Prisoner awarded 8,000 NIS in compensation for strip searches

Thursday, October 19, 2017, 11:54 In a compromise reached between the sides, the Prison Service will pay 8,000 NIS in compensation to a prisoner following a suit filed over unjustified strip searches. According to the prisoner, who is being represented by Honenu Attorney Menasheh Yado, the Prison Service forced him to undergo three strip searches, even though he was not suspected of possessing anything. The first search was carried out when the prisoner was transferred from a detention center to the Tzelmon Prison. In the reception complex he was forced to undergo a complete strip search. When he requested not to be searched and explained to the prison guard that the search was illegal, his request was rejected and the search was carried out.
Approximately six months later the prisoner was taken to a deliberation at the Supreme Court where he says he was strip searched again, by a prison guard from the Nachson Unit. The guard threatened him that if he resisted he would be forcibly stripped.

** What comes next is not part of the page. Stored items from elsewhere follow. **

Issue #4072, opened 2024-09-19
[Bug] email check method is error


sanwen1221:
### Search before asking

- [X] I had searched in the [issues](https://github.com/apache/incubator-streampark/issues?q=is%3Aissue+label%3A%22bug%22) and found no similar issues.

### Java Version

1.8

### Scala Version

2.12.x

### StreamPark Version

2.1.4

### Flink Version

1.17.1

### deploy mode

None

### What happened

到底是选tls还是ssl应该让用户去选择，现在我无法使用tls通过验证
![image](https://github.com/user-attachments/assets/766f5081-409d-4d81-adb2-235975a4b104)
我觉得这样更合适

### Error Exception

```log
Could not connect to SMTP host: smtp.126.com, port: 994, response: -1
```

### Are you willing to submit PR?

- [ ] Yes I am willing to submit a PR!(您是否要贡献这个PR?)

### Code of Conduct

- [X] I agree to follow this project's [Code of Conduct](https://www.apache.org/foundation/policies/conduct)

wolfboys:
Thanks for your feedback. We are closing this issue because it is outdated.

PR #4363, opened 2026-06-22
[ISSUE-4072][Bug] Use SSL when checking alert email

hutiefang76:
## What changed

This fixes the alert email connection check for SSL SMTP settings.

The actual email sending path uses SSL-on-connect when `SenderEmail.ssl` is enabled, but `SettingServiceImpl.checkEmail` was enabling STARTTLS instead. That makes the check fail for SSL SMTP servers such as the case reported in #4072.

This patch extracts the JavaMail property building and makes `checkEmail` set `mail.smtp.ssl.enable=true` when SSL is selected. Plain SMTP keeps the existing behavior.

## Tests

```bash
JAVA_HOME=$(/usr/libexec/java_home -v 17) ./mvnw -s /tmp/codex-empty-maven-settings.xml \
  -pl streampark-console/streampark-console-service -am \
  -DskipITs -DskipRat -DskipWeb -DfailIfNoTests=false \
  -Dtest=SettingServiceImplTest test
```

Also checked:

```bash
git diff --check
```

I used OpenAI Codex to help inspect the issue and prepare the patch, then reviewed the diff and ran the tests above locally.

### DIFF
--- a/streampark-console/streampark-console-service/src/main/java/org/apache/streampark/console/core/service/impl/SettingServiceImpl.java
+++ b/streampark-console/streampark-console-service/src/main/java/org/apache/streampark/console/core/service/impl/SettingServiceImpl.java
@@ -225,14 +225,7 @@ public class SettingServiceImpl extends ServiceImpl<SettingMapper, Setting>
     @Override
     public ResponseResult checkEmail(SenderEmail senderEmail) {
         ResponseResult result = new ResponseResult();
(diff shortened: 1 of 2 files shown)


hutiefang76:
Closing this PR because the linked issue was closed by the project as outdated on September 3. The branch has also diverged from current dev, so rebasing it would add noise without an active upstream request. Thanks for the review time.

He also stated that when he was at the Rimonim Prison and transferred from one wing to another he was strip searched a third time. When he tried to explain to the guard that the search was illegal he was threatened and told, “This is what there is and get on with it. Take off your underwear.”
The court’s statements regarding the body search of a prisoner were brought in the statement of claim, “In the absence of any basis of the possibility that the prisoner will bring forbidden items into the prison, conducting a visual search, while the prisoner is naked and stripped of all his clothes, is not allowed.”
In the statement of claim it also was written that the courts ruled that the strip searches were conducted without authorization, and despite that, the Prison Service continue to conduct such searches as a matter of course. The prison guards are not aware and are not able to carry out the legal procedures.
The complainant sued the Prison Service for a total sum of 30,000 NIS. In the case’s court deliberations, the Prison Service admitted to one out of the three searches claimed by the complainant and in a compromise between the sides the sum of 8,000 NIS compensation to the prisoner was decided upon.
Honenu Attorney Chayim Bleicher, who represented the prisoner in the suit, stated that, “We are looking to the future. There is no cause to carry out a search of this sort on prisoners who do not have charges against them which necessitate a search of this type that denies them their rights and violates their dignity. We hope that the results of this verdict will be studied in the future.”